From the line containing "zreigz: It's already" down to the final line of the entries below, restate each line word for word and add nothing.

* **Given records**
· · ·

PR #611, opened 2025-02-25
custom helm chart url

kinjalh:
## Summary
For `plural cd install` and `plural cd cluster bootstrap` allow user to pass in path to helm chart for operator (optional parameter, if not passed in by user just use default).

Main purpose of this is so that users can bootstrap their clusters in airgapped environments

https://linear.app/pluralsh/issue/PROD-3235/allow-customizing-helm-chart-url-in-plural-cd-install-and-plural-cd

## Test Plan
- Ran a kubernetes cluster locally on my macbook
- Created a local `.tgz` file for the helm chart
- Passed it in as param when running `plural cd cluster bootstrap`
- Verified that my local cluster shows up on my console

### DIFF
--- a/pkg/console/agent.go
+++ b/pkg/console/agent.go
@@ -42,7 +42,7 @@ func IsAlreadyAgentInstalled(k8sClient *kubernetes.Clientset) (bool, error) {
 	return false, nil
 }
 
-func InstallAgent(url, token, namespace, version string, values map[string]interface{}) error {
+func InstallAgent(url, token, namespace, version, helmChartLoc string, values map[string]interface{}) error {
 	settings := cli.New()
 	vals := map[string]interface{}{
 		"secrets":    map[string]string{"deployToken": token},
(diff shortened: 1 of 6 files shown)


pkg/console/agent.go
```diff
@@ -42,27 +42,34 @@ func IsAlreadyAgentInstalled(k8sClient *kubernetes.Clientset) (bool, error) {
 	return false, nil
 }
 
-func InstallAgent(url, token, namespace, version string, values map[string]interface{}) error {
+func InstallAgent(url, token, namespace, version string, values map[string]interface{}, helmChartLoc string) error {
```
zreigz, line 45: you can add `helmChartLoc`  after `version` to have one group of string parameters

kinjalh: sounds good making revision

pkg/console/agent.go
```diff
@@ -42,27 +42,34 @@ func IsAlreadyAgentInstalled(k8sClient *kubernetes.Clientset) (bool, error) {
...
 
+	chartLoc := fmt.Sprintf("%s/%s", ReleaseName, ChartName)
+	if helmChartLoc == "" {
+		fmt.Println("Adding default Repo for deployment operator chart:", RepoUrl)
+		if err := helm.AddRepo(ReleaseName, RepoUrl); err != nil {
+			return err
+		}
+	} else {
+		fmt.Println("Using custom helm chart url:", chartLoc)
+		chartLoc = helmChartLoc
```
zreigz, line 66: The installation can fail if the chart is not added to the helm repo.  Did you test it with the fresh installation? This is the reason why we have  `helm.AddRepo` method

kinjalh: I did test using fresh installation. I thought we wanted to avoid trying to do `helm.AddRepo` when using a custom helm chart location since that won't work in airgapped environments?
correct me if i'm wrong though

zreigz: if it works, it's ok

zreigz (approved):

PR #616, opened 2025-03-10
fix: Various fixes and improvements

maciaszczykm:
Fixes PROD-3300 PROD-3293 PROD-3292.

Zrzut ekranu 2025-03-10 o 16 37 28


michaeljguarino (commented):
we can get rid of the `splitn` contract if it's not stable (not a huge deal)

michaeljguarino (commented):
i believe there was also a ticket to prevent non aws/gcp/azure providers from being used in `plural up` if we could knock that out

zreigz:
> i believe there was also a ticket to prevent non aws/gcp/azure providers from being used in `plural up` if we could knock that out

it's already done

pkg/manifest/manifest.go
```diff
@@ -113,20 +119,17 @@ func (pMan *ProjectManifest) ConfigureNetwork() error {
...
-			return err
-		}
 
 		if !strings.HasSuffix(res, pluralDomain) {
-			return fmt.Errorf("Not an onplural.sh domain")
+			res += "." + pluralDomain
+		}
+
+		if err := utils.ValidateDns(res); err != nil {
+			return err
```
maciaszczykm, line 132: Either `marcin` and `marcin.onplural.sh` will work.

pkg/provider/provider.go
```diff
@@ -69,13 +69,12 @@ func GetProvider() (Provider, error) {
 
 	provider := ""
 	prompt := &survey.Select{
-		Message: "Select one of the following providers:",
+		Message: "Select the cloud provider:",
```
michaeljguarino, line 72: I still don't see how this is restricting the set to just aws/gcp/azure though

PR #624, opened 2025-04-07
fix: plural edge download command

zreigz:
## Summary
 - Use the Go code to pull and unpack the edge image.
 - After the' docker login' command, the go code uses defaultKeychain to authenticate to the private repo.
 - Fix CVEs

## Checklist


michaeljguarino (approved):
linking against containerd has historically increased our CVE counts a bit, is there a way to do this w/o requiring it?  I still think we should be able to upload a standard tarball into the OCI registry.

zreigz:
> linking against containerd has historically increased our CVE counts a bit, is there a way to do this w/o requiring it? I still think we should be able to upload a standard tarball into the OCI registry.

should be possible. I will check it

PR #783, opened 2026-07-15
implement templated agentHelmValues

zreigz:
## Summary
 - Render agentHelmValues with Liquid when agentHelmValuesTemplateable is true, using cluster context (name, handle, id, metadata, tags, etc.).
 - Fetch deployment settings with backwards compatibility: try the full GraphQL query first, fall back to a minimal query (agentHelmValues + agentVsn).

## Checklist


pkg/console/agent_helm_values.go
```diff
@@ -0,0 +1,89 @@
...
+	settings *gqlclient.DeploymentSettingsFragment,
+	cluster *gqlclient.ClusterFragment,
+) (map[string]interface{}, error) {
+	if settings == nil || settings.AgentHelmValues == nil {
+		return map[string]interface{}{}, nil
+	}
+
+	raw := *settings.AgentHelmValues
+	rendered := raw
+	if lo.FromPtr(settings.AgentHelmValuesTemplateable) {
```
michaeljguarino, line 23: this field won't exist on a lot of console's yet, so if we fetch it, the gql query will error.  We need to ensure the code is robust to that error, and works backwards compatibly (maybe catch and requery w/o trying to select that field).

zreigz: It's already handled in this method:
```
func (c *consoleClient) GetGlobalSettings() (*gqlclient.DeploymentSettingsFragment, error) {
	resp, err := c.client.GetDeploymentSettings(c.ctx)
	if err != nil {
		return c.GetGlobalSettingsMinimal()
	}
	if resp == nil || resp.DeploymentSettings == nil {
		return c.GetGlobalSettingsMinimal()
	}
	return resp.DeploymentSettings, nil
}
```
It first tries to fetch the full DeploymentSettings. If that fails (or the response is nil), it falls back to `GetGlobalSettingsMinimal()`, which only fetches the two required fields. In that case, `AgentHelmValuesTemplateable` will be nil, and lo.FromPtr will return false.

michaeljguarino (approved):

PR #2, opened 2015-02-06
Updating translate task -sourcepath

jonnolen:
if you define custom matchers in your test tree that depend on a  tip in your source tree then the j2obcTranslate task would fail because only the source tree was set as the -sourcepath for the j2objc script (even though all java files are passed to it.)  this change updates the -sourcepath according to the j2objc documentation to be "source_tree:test_tree"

· · ·

* **Result of the exercise**
zreigz: It's already handled in this method:
```
func (c *consoleClient) GetGlobalSettings() (*gqlclient.DeploymentSettingsFragment, error) {
	resp, err := c.client.GetDeploymentSettings(c.ctx)
	if err != nil {
		return c.GetGlobalSettingsMinimal()
	}
	if resp == nil || resp.DeploymentSettings == nil {
		return c.GetGlobalSettingsMinimal()
	}
	return resp.DeploymentSettings, nil
}
```
It first tries to fetch the full DeploymentSettings. If that fails (or the response is nil), it falls back to `GetGlobalSettingsMinimal()`, which only fetches the two required fields. In that case, `AgentHelmValuesTemplateable` will be nil, and lo.FromPtr will return false.

michaeljguarino (approved):

PR #2, opened 2015-02-06
Updating translate task -sourcepath

jonnolen:
if you define custom matchers in your test tree that depend on a  tip in your source tree then the j2obcTranslate task would fail because only the source tree was set as the -sourcepath for the j2objc script (even though all java files are passed to it.)  this change updates the -sourcepath according to the j2objc documentation to be "source_tree:test_tree"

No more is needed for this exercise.